VLA-4 is an integrin expressed on immune cells that plays an important role in their extravasation into tissues during an immune response. In the autoimmune disease multiple sclerosis (MS), pathogenic T cells extravasate and attack nerve cells by using VLA-4 to bind to VCAM-1, a cell adhesion molecule on endothelial cells that line blood vessels. Current treatments for MS rely on antibodies to bind VLA-4 and block its interaction with VCAM-1, thus preventing a pathogenic immune response. However, antibodies are expensive to manufacture, and their binding cannot be easily regulated to control drug-induced side effects. Aptamers are single-stranded DNA or RNA molecules that fold into sequence-defined structures capable of binding to their targets with affinities and specificities comparable to antibodies. Being chemically synthesized, they are much cheaper to manufacture and offer minimal batch-to-batch differences. Unlike antibodies, their binding in vivo can be rapidly reversed using a reversal agent, which could alleviate the side effects of disease treatments. However, aptamers have limitations in vivo: degradation by nucleases in blood serum, and rapid clearance into urine through the glomerular filtration barrier. This project focuses on the development of a VLA-4 aptamer for treating MS. We found that the VLA-4 aptamer prevents soluble VCAM-1 from binding to VLA-4-expressing leukocytes by flow cytometry. We then showed that the aptamer blocks VLA-4/VCAM-1 mediated leukocyte adhesion in vitro.

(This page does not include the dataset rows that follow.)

PR #980, opened 2024-03-19
Miscellaneous bugfixes

koen-vg:
I really do try to test my PRs, but somehow _two_ typos slipped through in the most recent ones; I'm sorry! Here is the fix.

To make up for it I found and fixed a mistake in the logic of filling in missing years of total hydro production data. I've tested this and it works :) Used to throw an error (cannot cast Series to boolean) but also the calculation of which years were missing was the wrong way around.

Hope it's fine it package these two fixes in one PR just to avoid overrunning you with PRs.

## Checklist

### DIFF
--- a/rules/retrieve.smk
+++ b/rules/retrieve.smk
@@ -115,7 +115,7 @@ if config["enable"]["retrieve"] and config["enable"].get(
             mem_mb=5000,
         retries: 2
         run:
-            move(input[0], output[0])
+            copyfile(input[0], output[0])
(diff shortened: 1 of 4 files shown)


koen-vg:
If you will allow me, I tacked one more one-line bugfix to this PR; the natura.tiff file needs to be copied to resources instead of moved since otherwise multiple processes can try to move the same file away, and all but one will fail.

fneum (approved):
No worries @koen-vg! I didn't catch it in review either.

We are currently assessing aptamer blockade of leukocyte transendothelial migration. We are also designing modifications to improve the stability of the aptamer for in vivo uses. Successful development of the aptamer will lead to an alternative treatment modality for MS with a potentially improved safety profile.

Therapeutic targets for monoclonal antibodies (mAbs) are currently limited to membrane proteins which consist of up to 30% of total proteins encoded by the human genome. The other 70% of cytosolic protein targets remain inaccessible inside the cell. Thus, research into intracellular protein delivery is critical to unleash the full potential of protein therapeutics. The Gao lab recently developed a highly efficient technology that allows small proteins to be directly delivered into the cytoplasm with minimal damage to the cell, by cholesterol tag. To further this research, we developed a new version of the tag via the covalent linkage of Coomassie Blue dye with 2-hexyldecanoic acid, branched alkyl chains. This new tag could deliver mAbs, specifically immunoglobulin G (IgG), labeled with fluorescent dye.